The story of what is now known as the Truckee Lane Building begins with the construction of the Hughes-Porter building in 1941. This part of town had long been a peaceful residential area filled with churches, including the First United Methodist Church directly across the street. A cluster of wood-frame houses fronted the south side of West First Street, backed by an irrigation ditch, a fence, and a rough wagon road that ran alongside the river.

Robert Evans Hughes bought the prime riverfront property from the estate of John A. Fulton, former director of the Mackay School of Mines and son of a founding Reno family that had owned a great deal of downtown real estate. A native of Wales, Hughes was a former Proctor and Gamble executive who had moved to Reno in the late 1930s. His daughter, C. Pauline Hughes, married Howard Porter, who also invested in the project.

The original Hughes-Porter building, located at the foot of West Street, was a two-story structure with six storefronts on the ground level and offices on the second floor. In 1946, Hughes hired Blanchard, Maher and Lockard, an architecture firm with its main offices in San Francisco, to design a two-part addition, which is what remains standing today. Immediately adjoining the Hughes-Porter building, a new three-story section added two storefronts to the ground floor and two floors of office space above. The four-story section west of that featured two more storefronts plus twelve apartments on its top three floors.

The extended building incorporates elements of the International Style of architecture, with its rectilinear form and horizontal bands of window openings. It was a popular commercial address for the next few decades, with tenants including a chiropractor, a hypnotist, attorneys, a florist, a secretarial service, a beauty shop, insurance offices, and the architectural firm of Lockard (one of the addition's designers, who had moved to Reno) and Casazza.

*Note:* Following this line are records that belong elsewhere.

PR #346, opened 2019-08-06
Fix mingw

dlshcbmuipmam:
Now you can build the source with Mingw + Msys2

### DIFF
--- a/CMakeLists.txt
+++ b/CMakeLists.txt
@@ -81,7 +81,7 @@ include(GNUInstallDirs)
 include(CheckIncludeFiles)
 include(rpath)
 include(install_to_extras_subdir)
-if (NOT MSVC)
+if (NOT MSVC AND NOT MINGW)
   include(cotire)
 else()
   macro(cotire _target)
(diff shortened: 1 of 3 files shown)


CMakeLists.txt
```diff
@@ -81,7 +81,7 @@ include(GNUInstallDirs)
 include(CheckIncludeFiles)
 include(rpath)
 include(install_to_extras_subdir)
-if (NOT MSVC)
+if (NOT MSVC AND NOT MINGW)
```
375gnu: Actually only MSVC has issues with CMake >= 3.12. On the other hand cotire is not updated for quite a while, it has issue with C headers included into C++ files, so we will need to remove it once.

dlshcbmuipmam: Probably it is good to remove the whole cotire if it doesn't provide much, it was causing some weird namespace bug in my mingw test build.

By the way I have modified my PR about the GIT_COMMIT in the CMakeList.txt . I found that it should be "%h" in MSVC and '%h' in Mingw in order to compile the code correctly, weird behaviour.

In 1976, the City of Reno acquired the older section of the building, and the following year demolished it as part of a $2 million Truckee River Beautification Program aimed at reversing Reno’s longstanding tendency to turn its back on the river. The site was to be used for parking during the construction of neighboring West Street Plaza (also known as Brick Park), and then sold to construct a line of river-facing shops and boutiques.

Images

A riverfront view, 1950s

A riverfront view, 1950s

Workers move furniture from the rear of the building to Truckee Lane in the 1950s. Across the river can be seen the Riverside Hotel's 1954 addition, which doubled its number of rooms. Image courtesy of Nevada Historical Society View File Details Page

New building, 1941

New building, 1941

Pictured in the Reno Evening Gazette on October 23, 1941, the new Hughes-Porter building transformed a longstanding residential stretch into a commercial block. Image courtesy of Reno Evening Gazette View File Details Page

1946 addition

1946 addition

An architect's rendering published in the Reno Evening Gazette on March 15, 1946 depicts the new two-part addition, to be known as the Hughes Building. Image courtesy of Reno Evening Gazette View File Details Page

1950 flood

1950 flood

A major flood in 1950 covered downtown Reno with several feet of water. Looking southward toward the original Hughes-Porter building, this view shows the First United Methodist Church on the right and the sign of the Marguerite Shop, a popular gift and furnishings store, on the building's east side. Image courtesy of Neal Cobb View File Details Page

1950 flood from Roff Way

1950 flood from Roff Way

A photo by Roy Curtis taken from Roff Way, just to the north, shows the west end of the Hughes building during the 1950 flood. In the foreground is the Crider Building, constructed in 1936. Image courtesy of Special Collections, UNR Libraries View File Details Page

First Street, ca. 1950

First Street, ca. 1950

Looking eastward on First Street, the Hughes-Porter building can be seen on the right. Tenants at the time included the Durkee Travel Bureau. Straight ahead is the Mapes Hotel. To the left is the Colonial Apartments building. Image courtesy of Special Collections, University of Nevada Libraries View File Details Page

White Lace and Promises

White Lace and Promises

The popular riverfront wedding chapel was housed on the building's lower level for many years. Image courtesy of Donnelyn Curtis View File Details Page

A modern view, 2014

A modern view, 2014

A photograph of the building's east side shows a line of demarcation at the junction between the second and third floors, indicating where the original Hughes-Porter building was once attached. Photo by Alicia Barber View File Details Page

Street Address:

252 West 1st Street, Reno, NV [map]

Cite this Page:

Alicia Barber, “Hughes/Truckee Lane Building,” Reno Historical, accessed July 26, 2017, http://renohistorical.org/items/show/102.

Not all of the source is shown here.